▶ **WHAT YOU SHOULD DO**: Go through the listing below and list every line with "options".

DATA FOR THE TASK Start Marker

PR #89, opened 2018-05-23
OEUI-117: Drop downs options should only be filtered by the first letter 

flacode:
### JIRA TICKET NAME 
[OEUI-117: Drop downs options should only be filtered by the first letter](https://issues.openmrs.org/browse/OEUI-117)

## Summary:
Currently on the dropdowns in the Order Entry UI when the user types any letter or combination of letters in any of combo boxes, the choices are filtered based on those letters appearing anywhere in the choices.    It would be better if the results were filtered based on those letters appearing in the beginning of the choices.  e.g. if a user types "ta" in the units box, they probably want tablet or tablespoon, but not container.

### DIFF
--- a/app/js/components/orderEntry/addForm/AddForm.jsx
+++ b/app/js/components/orderEntry/addForm/AddForm.jsx
@@ -35,6 +35,13 @@ export class AddForm extends React.Component {
     formType: 'Standard Dosage',
     dosingType: '',
     activeTabIndex: 0,
+    options: {
+      dosingUnit: [],
+      frequency: [],
+      route: [],
+      durationUnit: [],
+      dispensingUnit: [],
+    },
   };
 
   componentDidMount() {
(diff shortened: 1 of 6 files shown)


app/js/components/orderEntry/addForm/AddForm.jsx
```diff
@@ -148,13 +156,39 @@ export class AddForm extends React.Component {
...
     }); }
   }
 
   handleChange = (event) => {
+    const { name, value } = event.target;
+    const {
+      drugDosingUnits, orderFrequencies, drugRoutes, durationUnits, drugDispensingUnits,
+    } = this.props.allConfigurations;
+    let options;
+    if (value && name === 'dosingUnit') {
```
paradisekelechi: Noticing that the value is tested, it would be better practice to nest other conditions inside the condition that tests value. Thus, we would have something like this: 

```
if(value){
    switch (name) {}
}else{
}
```
With the above, you'd handle more conditions and would have a neater code.
@flacode

flacode: @paradisekelechi ,  I wanted to use a switch statement, but I noticed that there is no default case therefore if else would be a better option.

flacode: thank you for the resource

DATA FOR THE TASK End Marker

▶ **SOLUTION FOR THIS EXERCISE**:
OEUI-117: Drop downs options should only be filtered by the first letter 
[OEUI-117: Drop downs options should only be filtered by the first letter](https://issues.openmrs.org/browse/OEUI-117)
+    options: {
+    let options;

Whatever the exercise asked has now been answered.